WORK ORDER: Your answer should hold every line of the records below that contains the string "providing".

AVAILABLE RECORDS:
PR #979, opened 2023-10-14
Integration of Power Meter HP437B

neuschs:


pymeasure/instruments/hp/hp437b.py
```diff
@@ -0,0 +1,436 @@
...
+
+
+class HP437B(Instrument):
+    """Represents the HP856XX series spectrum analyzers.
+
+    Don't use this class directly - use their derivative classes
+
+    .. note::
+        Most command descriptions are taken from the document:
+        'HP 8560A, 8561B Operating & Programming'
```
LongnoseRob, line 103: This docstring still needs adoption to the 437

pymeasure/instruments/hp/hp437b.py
...
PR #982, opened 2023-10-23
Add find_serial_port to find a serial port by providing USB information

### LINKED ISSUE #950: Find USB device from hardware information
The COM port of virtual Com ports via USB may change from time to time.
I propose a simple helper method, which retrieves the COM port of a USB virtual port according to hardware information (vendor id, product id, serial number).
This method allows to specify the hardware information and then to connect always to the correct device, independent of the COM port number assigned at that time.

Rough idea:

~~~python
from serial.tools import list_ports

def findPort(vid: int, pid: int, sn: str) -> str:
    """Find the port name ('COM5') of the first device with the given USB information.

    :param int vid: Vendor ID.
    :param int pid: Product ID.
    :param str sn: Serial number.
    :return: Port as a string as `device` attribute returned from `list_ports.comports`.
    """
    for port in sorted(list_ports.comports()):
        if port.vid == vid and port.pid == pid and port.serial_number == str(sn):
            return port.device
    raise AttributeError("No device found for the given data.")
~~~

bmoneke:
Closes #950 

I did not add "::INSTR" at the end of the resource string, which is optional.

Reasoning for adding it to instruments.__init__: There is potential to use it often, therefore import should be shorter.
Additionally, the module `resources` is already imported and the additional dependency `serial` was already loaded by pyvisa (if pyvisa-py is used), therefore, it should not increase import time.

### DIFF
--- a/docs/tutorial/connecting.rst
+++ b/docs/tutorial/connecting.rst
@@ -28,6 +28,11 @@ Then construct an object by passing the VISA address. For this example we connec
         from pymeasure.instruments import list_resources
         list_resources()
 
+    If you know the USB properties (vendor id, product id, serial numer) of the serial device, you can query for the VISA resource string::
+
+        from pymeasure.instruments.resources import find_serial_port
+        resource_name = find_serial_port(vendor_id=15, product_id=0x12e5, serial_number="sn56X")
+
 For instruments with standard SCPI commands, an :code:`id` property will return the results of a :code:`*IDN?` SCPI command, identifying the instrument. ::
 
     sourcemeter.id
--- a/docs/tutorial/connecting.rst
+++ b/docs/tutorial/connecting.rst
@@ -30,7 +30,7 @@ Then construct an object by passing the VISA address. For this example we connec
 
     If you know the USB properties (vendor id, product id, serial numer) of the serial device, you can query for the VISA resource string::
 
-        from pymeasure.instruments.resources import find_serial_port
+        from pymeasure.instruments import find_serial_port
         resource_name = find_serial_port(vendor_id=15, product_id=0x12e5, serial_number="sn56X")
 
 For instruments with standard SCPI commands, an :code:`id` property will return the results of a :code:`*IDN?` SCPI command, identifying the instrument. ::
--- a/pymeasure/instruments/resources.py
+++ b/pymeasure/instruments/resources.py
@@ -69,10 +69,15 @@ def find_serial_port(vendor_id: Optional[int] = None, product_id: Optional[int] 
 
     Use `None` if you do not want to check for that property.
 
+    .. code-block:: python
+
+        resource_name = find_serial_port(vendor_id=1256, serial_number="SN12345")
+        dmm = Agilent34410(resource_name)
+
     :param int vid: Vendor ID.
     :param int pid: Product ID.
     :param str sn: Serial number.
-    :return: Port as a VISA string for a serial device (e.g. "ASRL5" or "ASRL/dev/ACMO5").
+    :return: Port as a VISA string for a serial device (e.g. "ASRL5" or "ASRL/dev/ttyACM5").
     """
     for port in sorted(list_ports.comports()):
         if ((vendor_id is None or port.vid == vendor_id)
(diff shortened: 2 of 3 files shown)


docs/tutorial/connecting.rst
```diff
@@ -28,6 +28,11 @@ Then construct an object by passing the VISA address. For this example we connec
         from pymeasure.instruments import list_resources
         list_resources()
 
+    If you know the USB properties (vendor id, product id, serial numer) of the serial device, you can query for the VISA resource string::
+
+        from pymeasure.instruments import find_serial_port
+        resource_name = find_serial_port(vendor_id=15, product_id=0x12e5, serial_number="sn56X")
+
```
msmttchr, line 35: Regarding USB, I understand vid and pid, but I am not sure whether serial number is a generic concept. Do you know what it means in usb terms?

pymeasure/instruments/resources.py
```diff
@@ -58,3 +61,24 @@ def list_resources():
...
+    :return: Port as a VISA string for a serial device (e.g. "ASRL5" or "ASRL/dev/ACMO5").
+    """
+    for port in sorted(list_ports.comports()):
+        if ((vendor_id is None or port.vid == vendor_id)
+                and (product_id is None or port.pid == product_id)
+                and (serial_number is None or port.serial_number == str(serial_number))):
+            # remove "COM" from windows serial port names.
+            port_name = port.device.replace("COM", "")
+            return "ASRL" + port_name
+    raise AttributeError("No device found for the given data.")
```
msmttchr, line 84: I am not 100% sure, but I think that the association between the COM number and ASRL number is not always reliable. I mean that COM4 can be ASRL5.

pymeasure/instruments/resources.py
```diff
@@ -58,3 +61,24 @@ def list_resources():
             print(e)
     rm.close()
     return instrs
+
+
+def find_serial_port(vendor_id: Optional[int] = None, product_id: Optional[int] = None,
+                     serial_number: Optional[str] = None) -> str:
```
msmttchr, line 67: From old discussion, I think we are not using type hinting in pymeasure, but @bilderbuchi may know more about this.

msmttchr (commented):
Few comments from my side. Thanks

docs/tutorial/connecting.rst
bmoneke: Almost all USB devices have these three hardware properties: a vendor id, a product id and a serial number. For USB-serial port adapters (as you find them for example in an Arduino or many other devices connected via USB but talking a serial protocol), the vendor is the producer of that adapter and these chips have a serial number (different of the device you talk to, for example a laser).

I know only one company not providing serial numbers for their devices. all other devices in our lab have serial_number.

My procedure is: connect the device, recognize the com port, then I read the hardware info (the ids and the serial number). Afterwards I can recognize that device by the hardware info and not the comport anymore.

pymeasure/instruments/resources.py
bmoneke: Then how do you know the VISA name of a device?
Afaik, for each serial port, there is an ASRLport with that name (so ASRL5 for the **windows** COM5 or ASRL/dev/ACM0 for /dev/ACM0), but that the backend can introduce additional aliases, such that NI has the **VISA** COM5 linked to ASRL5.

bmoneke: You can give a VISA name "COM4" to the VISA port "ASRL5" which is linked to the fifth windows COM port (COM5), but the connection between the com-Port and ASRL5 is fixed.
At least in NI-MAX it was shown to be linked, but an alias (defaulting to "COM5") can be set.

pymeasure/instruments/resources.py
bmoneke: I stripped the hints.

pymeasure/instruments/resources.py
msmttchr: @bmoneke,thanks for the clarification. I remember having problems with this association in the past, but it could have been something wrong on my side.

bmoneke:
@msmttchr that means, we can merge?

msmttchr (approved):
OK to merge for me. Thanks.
* * *
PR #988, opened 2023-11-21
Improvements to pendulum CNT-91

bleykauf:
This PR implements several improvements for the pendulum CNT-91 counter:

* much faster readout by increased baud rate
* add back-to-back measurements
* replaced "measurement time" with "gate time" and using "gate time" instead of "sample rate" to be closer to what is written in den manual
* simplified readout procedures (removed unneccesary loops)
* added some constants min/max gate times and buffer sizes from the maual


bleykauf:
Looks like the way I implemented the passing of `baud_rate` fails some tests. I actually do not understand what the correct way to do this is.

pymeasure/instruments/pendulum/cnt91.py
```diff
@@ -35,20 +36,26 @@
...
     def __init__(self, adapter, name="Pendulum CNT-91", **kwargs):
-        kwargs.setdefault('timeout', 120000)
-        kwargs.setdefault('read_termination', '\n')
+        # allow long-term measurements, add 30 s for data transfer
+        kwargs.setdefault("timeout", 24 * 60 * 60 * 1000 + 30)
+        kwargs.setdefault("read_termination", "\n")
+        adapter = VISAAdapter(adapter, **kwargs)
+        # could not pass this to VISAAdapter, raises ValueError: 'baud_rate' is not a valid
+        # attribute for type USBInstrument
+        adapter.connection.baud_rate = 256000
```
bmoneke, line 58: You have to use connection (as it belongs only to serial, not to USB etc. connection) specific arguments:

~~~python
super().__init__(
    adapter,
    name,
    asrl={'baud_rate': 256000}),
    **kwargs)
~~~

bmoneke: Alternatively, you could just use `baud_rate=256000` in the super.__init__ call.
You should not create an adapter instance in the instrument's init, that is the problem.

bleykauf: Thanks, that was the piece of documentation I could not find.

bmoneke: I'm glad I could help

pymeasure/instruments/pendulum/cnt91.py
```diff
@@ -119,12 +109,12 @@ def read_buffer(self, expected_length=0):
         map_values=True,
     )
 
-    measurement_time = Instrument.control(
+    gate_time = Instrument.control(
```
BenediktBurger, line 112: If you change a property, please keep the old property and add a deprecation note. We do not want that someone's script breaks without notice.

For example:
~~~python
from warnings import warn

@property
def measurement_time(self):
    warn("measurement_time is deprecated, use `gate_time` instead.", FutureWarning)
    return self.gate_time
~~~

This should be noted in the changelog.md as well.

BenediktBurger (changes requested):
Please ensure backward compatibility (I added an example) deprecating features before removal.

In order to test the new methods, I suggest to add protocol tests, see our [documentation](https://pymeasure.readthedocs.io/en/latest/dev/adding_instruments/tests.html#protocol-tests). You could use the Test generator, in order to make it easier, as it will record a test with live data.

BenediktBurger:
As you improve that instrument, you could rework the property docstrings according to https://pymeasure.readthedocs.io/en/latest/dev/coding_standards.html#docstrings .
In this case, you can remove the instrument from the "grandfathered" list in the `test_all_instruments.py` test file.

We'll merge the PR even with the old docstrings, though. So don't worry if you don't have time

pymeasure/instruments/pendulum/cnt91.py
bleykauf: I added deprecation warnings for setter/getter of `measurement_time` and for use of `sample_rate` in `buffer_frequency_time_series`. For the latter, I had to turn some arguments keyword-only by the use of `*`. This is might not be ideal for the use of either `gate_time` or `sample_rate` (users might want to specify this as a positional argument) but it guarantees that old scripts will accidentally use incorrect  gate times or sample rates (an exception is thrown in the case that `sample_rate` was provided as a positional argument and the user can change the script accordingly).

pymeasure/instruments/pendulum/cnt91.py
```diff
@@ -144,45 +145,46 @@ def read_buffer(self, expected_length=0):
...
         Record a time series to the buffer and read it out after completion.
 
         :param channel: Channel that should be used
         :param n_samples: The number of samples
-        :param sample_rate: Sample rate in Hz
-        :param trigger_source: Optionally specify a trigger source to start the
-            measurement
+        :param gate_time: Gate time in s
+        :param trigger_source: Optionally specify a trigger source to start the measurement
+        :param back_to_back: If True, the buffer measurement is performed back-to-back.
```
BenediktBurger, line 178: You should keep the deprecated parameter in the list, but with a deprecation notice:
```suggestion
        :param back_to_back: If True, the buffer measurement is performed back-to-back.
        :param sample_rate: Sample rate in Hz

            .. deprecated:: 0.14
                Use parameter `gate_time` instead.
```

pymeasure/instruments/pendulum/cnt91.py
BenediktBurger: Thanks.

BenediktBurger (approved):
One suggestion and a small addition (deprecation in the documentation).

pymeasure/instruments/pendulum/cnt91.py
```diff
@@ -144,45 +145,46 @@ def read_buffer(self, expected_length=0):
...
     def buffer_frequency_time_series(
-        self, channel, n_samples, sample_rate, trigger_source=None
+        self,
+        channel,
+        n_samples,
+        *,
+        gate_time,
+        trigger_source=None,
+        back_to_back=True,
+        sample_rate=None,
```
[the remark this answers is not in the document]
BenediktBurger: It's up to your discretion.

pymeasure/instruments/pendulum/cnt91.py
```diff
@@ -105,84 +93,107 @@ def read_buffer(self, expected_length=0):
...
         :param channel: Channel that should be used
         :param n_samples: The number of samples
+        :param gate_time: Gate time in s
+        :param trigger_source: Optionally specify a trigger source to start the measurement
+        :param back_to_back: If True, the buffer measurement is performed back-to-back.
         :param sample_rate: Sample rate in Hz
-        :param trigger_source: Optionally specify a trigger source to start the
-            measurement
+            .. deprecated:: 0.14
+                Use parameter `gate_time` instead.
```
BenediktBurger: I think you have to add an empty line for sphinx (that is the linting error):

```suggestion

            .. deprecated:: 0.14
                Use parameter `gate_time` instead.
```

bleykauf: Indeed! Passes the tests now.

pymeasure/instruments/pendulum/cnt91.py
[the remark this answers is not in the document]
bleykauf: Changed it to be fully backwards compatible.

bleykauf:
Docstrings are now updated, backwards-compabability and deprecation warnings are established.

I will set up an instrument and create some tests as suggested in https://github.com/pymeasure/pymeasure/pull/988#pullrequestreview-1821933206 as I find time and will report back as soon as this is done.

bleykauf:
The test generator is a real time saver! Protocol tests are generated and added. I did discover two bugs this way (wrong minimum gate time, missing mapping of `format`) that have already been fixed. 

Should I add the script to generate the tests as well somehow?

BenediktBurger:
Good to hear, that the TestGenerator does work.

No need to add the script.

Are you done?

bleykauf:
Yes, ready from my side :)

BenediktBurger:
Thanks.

RESULT:
Add find_serial_port to find a serial port by providing USB information
I know only one company not providing serial numbers for their devices. all other devices in our lab have serial_number.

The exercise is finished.